## Task directions
Instruction for the entries that follow: retype exactly the lines from the line with "Use correct Microsoft.CodeAnalysis" to the line with "E.g. in net5.0", both included, and omit all others.

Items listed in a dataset
#####

PR #2689, opened 2020-02-14
Fixed issue for OpenAPI 3 where collectionFormat was deprecated

lukepfeiffer10:
As mentioned here for OAS3 specification https://swagger.io/docs/specification/describing-parameters/#query-parameters

Query parameters no longer support `collectionFormat` and instead should use the `style` and `explode` properties to describe array type formatting

This fixes the issue for OAS3 documents while keeping the existing functionality for Swagger (OAS2) documents

### DIFF
--- a/src/NSwag.Generation.Tests/OpenApiDocumentGeneratorTests.cs
+++ b/src/NSwag.Generation.Tests/OpenApiDocumentGeneratorTests.cs
@@ -1,0 +1,48 @@
+﻿using System.Linq;
+using System.Reflection;
+using Namotion.Reflection;
+using NJsonSchema;
+using NJsonSchema.Generation;
+using Xunit;
+
+namespace NSwag.Generation.Tests
+{
+    public class OpenApiDocumentGeneratorTests
+    {
+        public void HasArrayParameter(string[] foo) { }
+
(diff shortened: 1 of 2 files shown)


RicoSuter:
Do we also need to fix that in the client code generators? i.e. do they need to be changed so that they pick this up correctly?

lukepfeiffer10:
Oh good point. I'll check on that.

RicoSuter:
This might be part of NJsonSchema

RicoSuter:
Shouldnt we check whether we generate Swagger 2.0 or OpenAPI 3.0 and then use one or the other? Or is already handled?

RicoSuter:
And maybe we should add some unit tests for this to avoid regressions in the future.

lukepfeiffer10:
> Shouldnt we check whether we generate Swagger 2.0 or OpenAPI 3.0 and then use one or the other? Or is already handled?

I used some pre-existing functions that were specific to Swagger 2.0 and OpenAPI 3.0 to implement this change while maintaining backwards compatibility. Hopefully I can get some time this week to investigate your other notes and add some unit tests.

RicoSuter:
Is this PR ready to be reviewed again/merged?

PR #2701, opened 2020-02-25
Don't use DTO classes when generating interfaces

### LINKED ISSUE #2341: TypeScript + Axios + typeStyle: Interface results in static fromJS calls on Interface type
Using the Axios template to generate TypeScript with the typeStyle option set to Interface results in return types generated as interfaces, but the process methods still try to call fromJS on the interface like a static method.

Example generated code:

```typescript
    protected processUpdate(response: AxiosResponse): Promise<CustomerDto> {
        let _headers: any = {}; 
        if (response.headers && response.headers.forEach) { 
            response.headers.forEach((v: any, k: any) => _headers[k] = v);
        };
        if (status === 200) {
            let result200: any = null;
            result200 = CustomerDto.fromJS(resultData200); // <-- 'CustomerDto' only refers to a type, but is being used as a value here.ts(2693)
            return result200;
        }
        return Promise.resolve<CustomerDto>(<any>null);
    }
```

Meberem:
Fixes #2341. The Typescript `DataConversionCode` [relies on a class to be generated](https://github.com/RicoSuter/NSwag/blob/85ae862fd6d68173a201a79e0ad06e0be2ec5de1/src/NSwag.CodeGeneration.TypeScript/TypeScriptClientGenerator.cs#L132). If there is no need to call this, as is the case when using interfaces, we can just parse the JSON result.

### DIFF
--- a/src/NSwag.CodeGeneration.TypeScript/Templates/Client.ProcessResponse.HandleStatusCode.liquid
+++ b/src/NSwag.CodeGeneration.TypeScript/Templates/Client.ProcessResponse.HandleStatusCode.liquid
@@ -35,7 +35,11 @@ return response.blob().then(blob => { return { fileName: fileName, data: blob, s
 let result{{ response.StatusCode }}: any = null;
 {%         if Framework.IsAxios -%}
 let resultData{{ response.StatusCode }}  = _responseText;
+{%             if response.UseDtoClass -%}
 {{ response.DataConversionCode }}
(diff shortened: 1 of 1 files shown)


RicoSuter:
I think the initial idea of UseDtoClass == false is that they are not generated but you need to provide/write them yourself.

So this would be quite a breaking change.

RicoSuter:
v13.2.5

PR #3747, opened 2021-11-23
Prepare build publish pipeline

lahma:
* fix some warnings
* use common Directory.Build.props to remove repetition
* harmonize unit test libraries to single and latest version available
* catch tags and master/main build to do a publish like in NJsonSchema (requires removal of this branch before merge)

- [x] NSwag MyGet feed
    - https://www.myget.org/feed/Packages/nswag

Minimum requirements: 

- [x] Would be nice to patch the version in NSwag.NPM/package.json with the version from the .props file before build/publish
- [x] Publish nuget packages to nuget.org
- [x] Publish NSwagStudio.nupkg package to chocolatey.org (different nuget feed)
    - NuGet feed URL: https://push.chocolatey.org/ 
    - CHOCO_API_KEY
- [x] Publish NPM package


RicoSuter:
Minimum requirements: 

- [ ] Publish nuget packages to nuget.org
- [ ] Publish NSwagStudio.nupkg package to chocolatey.org (different nuget feed)
- [ ] Publish NPM package

src/Directory.Build.props
```diff
@@ -33,6 +33,9 @@
   <PropertyGroup Condition="$(MSBuildProjectName.Contains('.Test')) == true or $(MSBuildProjectName.Contains('.Sample')) == true">
     <IsPackable>false</IsPackable>
   </PropertyGroup>
+  <PropertyGroup Condition="$(MSBuildProjectName.Contains('.Test')) != true and $(MSBuildProjectName.Contains('.Sample')) != true">
+    <GeneratePackageOnBuild>True</GeneratePackageOnBuild>
+  </PropertyGroup>
```
lahma, line 38: Do we need this for every IDE build or does the `build.cmd pack` suffice?

RicoSuter: i think we should only do it with pack, i agree...
but i think the `.Where(x => x.ToString().Contains("NSwagStudio"))` is filtering out all projects which should be packed...

RicoSuter: what about adding a custom property to the projects which should be packed and then search them by this property?

lahma: The problem was with loading projects, before getting the info it crashed trying to load wix reference. Generally IsPackable=false would be ideal, or vice versa not having anything packable and then allowing with property per project

RicoSuter: changed.

Issue #2704, opened 2020-02-26
Is there a way to make client methods virtual?


jonlin:
I'm running into issues with Mocking the client because the methods aren't virtual and the generated interface isn't working for me because we have a partial class that handles authentication and disposing of the custom HttpClient, and the generated interface doesn't extend IDisposable.

Is there an option or any other way to make the generated client's methods virtual so it can be mocked?

RicoSuter:
Currently there is no option for that specifically.. you need to override the template and add the virtual modifier. The question is whether we should add this by default or if we should add an option. But maybe you can change the access modifier from “public” to “public virtual”?

jonlin:
I tried changing the "typeAccessModifier" config to "public virtual" but I got an error when generating that said: the modifier 'virtual' is not valid for this item.

It looks like "virtual" is getting added to the POCO objects and not the client methods themselves.

How do I override the template? Is that hard?

RicoSuter:
https://github.com/RicoSuter/NSwag/blob/master/src/NSwag.CodeGeneration.CSharp/Templates/Client.Class.liquid#L92

https://github.com/RicoSuter/NSwag/wiki/Templates

TwoUnderscorez:
@RicoSuter Any updates?
Could you please provide a more detailed explanation?
Also, how does one provide a custom template?

Your help and effort are much appreciated.

jeremyVignelles:
I think that what he meant was this line from the wiki:

> To override templates, create a template directory, put the overridden templates into it and point to it with the TemplateDirectory setting.

Then, you can take the Client.Class.liquid from the repo, and add `virtual` after `{{ operation.MethodAccessModifier }}` at the line he pointed.

TwoUnderscorez:
Ah, thank you!
I didn't realize that that was the name of the setting in the nswag.json. (`templateDirectory`)
I think this issue can be closed now.

PR #3751, opened 2021-11-24
sdk methods generated as virtual methods

rw-ben:
@RicoSuter  This updates the Client.Class.liquid template to make SDK methods generated as virtual methods.

How it could be used from class that inherits generated sdk class:
```
        public override Task<SwaggerResponse<CompanyFeature>> GetCompanyFeatureByCompanyIdAsync(int companyId, CancellationToken cancellationToken = default)
        {
          //some code needed to extend goes here (ex. maybe some small cache code)
        }
```

Original output:
```
        public async System.Threading.Tasks.Task<SwaggerResponse<CompanyFeature>> GetCompanyFeatureByCompanyIdAsync(int companyId, System.Threading.CancellationToken cancellationToken = default(System.Threading.CancellationToken))
```

New output:
```
        public virtual async System.Threading.Tasks.Task<SwaggerResponse<CompanyFeature>> GetCompanyFeatureByCompanyIdAsync(int companyId, System.Threading.CancellationToken cancellationToken = default(System.Threading.CancellationToken))
```


rw-ben:
@jonlin noticed issue 2704 you previously posted

rw-ben:
@RicoSuter added VirtualMethods parameter options in C# generator and made it optional + default to false

rw-ben:
@RicoSuter 

I noticed your comments on issue #2704 "Currently there is no option for that specifically.. you need to override the template and add the virtual modifier. The question is whether we should add this by default or if we should add an option. But maybe you can change the access modifier from “public” to “public virtual”?"

I was hoping to see if there were any concerns with this feature addition in this pull request. It defaults to existing functionality and has an option to enable the access modifier to be "public virtual" instead of "public".

Again appreciate your time.

rw-ben:
@RicoSuter Would you kindly approve the workflow? I'm a first-time contributor.

RicoSuter:
I wonder whether we really need to add a new setting for that (more complexity) or just add virtual to the template - performance wise these methods are "slow" anyway as they are I/O based and adding virtual is not a breaking change (right?). Opinions? /cc @lahma @jeremyVignelles

lahma:
I don't see any harm for them being virtual by default. If the API would change it would anyway break the caller and also then the inheritor/override.

jeremyVignelles:
OK for virtual by default. You know my opinion about adding an option for each use case :)

RicoSuter:
@rw-ben ok I agree, let's remove the setting and just add virtual to the templates - then we have a quite simple PR.

rw-ben:
@RicoSuter @jeremyVignelles @lahma thank you all for taking a look at this. I will make it default and push the changes up.

rw-ben:
@RicoSuter @jeremyVignelles @lahma removed the virtual method C# generation param and it always generate virtual methods

rw-ben:
@RicoSuter thanks

RicoSuter:
Thanks for the PR.

rw-ben:
@RicoSuter How do I get a new release built? Is this something you have to kick off?

jkone27:
what about C# properties? they are not virtual is it possible to ovverride them too? (e.g. to give defaults to null/empty)

PR #3757, opened 2021-11-25
Improve publish diagnostics

lahma:
* print determined setup
* version prefix from tag and fall back to file
* don't include satellite resources (MSBuild NuGet now 12MB smaller)
* push to MyGet with try-catch
* now that `VersionSuffix ` is calculated at the beginning it shouldn't change the outcome even if the build takes more than a minute..


RicoSuter:
lgtm, you can merge if complete.

PR #3762, opened 2021-11-27
Use correct Microsoft.CodeAnalysis for target framework

trejjam:
Hi, I did not find the reason why the `Microsoft.CodeAnalysis` did appear in the [code base](https://github.com/RicoSuter/NSwag/commit/9ca4f4c572fbf988881f86e58ffd8ad19daa276f), but its version is tied with the target framework; [see Roslyn Wiki](https://github.com/dotnet/roslyn/blob/main/docs/wiki/NuGet-packages.md).
E.g. in net5.0 only environment it causes restore/build issues.

So I did bind `Microsoft.CodeAnalysis` to a specific targetFramework.

Maybe it is enough just to use `PrivateAssets="all"`. But that depends on why it is in the code base :) .

### DIFF
--- a/src/NSwag.Generation.AspNetCore/NSwag.Generation.AspNetCore.csproj
+++ b/src/NSwag.Generation.AspNetCore/NSwag.Generation.AspNetCore.csproj
@@ -7,11 +7,11 @@
   </PropertyGroup>
 
   <ItemGroup>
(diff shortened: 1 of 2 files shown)


RicoSuter:
Cannot remember why it's added, maybe it's better just to remove it.

trejjam:
Removed

RicoSuter:
Thanks for the Pr.

PR #3777, opened 2021-12-04
Get build running on Linux and MacOS

### LINKED ISSUE #4615: Can't restore and build on Linux
When I run build.sh on Linux (Ubuntu 23.10, .NET 8.0.100), the project fails to restore and build.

#####

## Result below
Use correct Microsoft.CodeAnalysis for target framework

trejjam:
Hi, I did not find the reason why the `Microsoft.CodeAnalysis` did appear in the [code base](https://github.com/RicoSuter/NSwag/commit/9ca4f4c572fbf988881f86e58ffd8ad19daa276f), but its version is tied with the target framework; [see Roslyn Wiki](https://github.com/dotnet/roslyn/blob/main/docs/wiki/NuGet-packages.md).
E.g. in net5.0 only environment it causes restore/build issues.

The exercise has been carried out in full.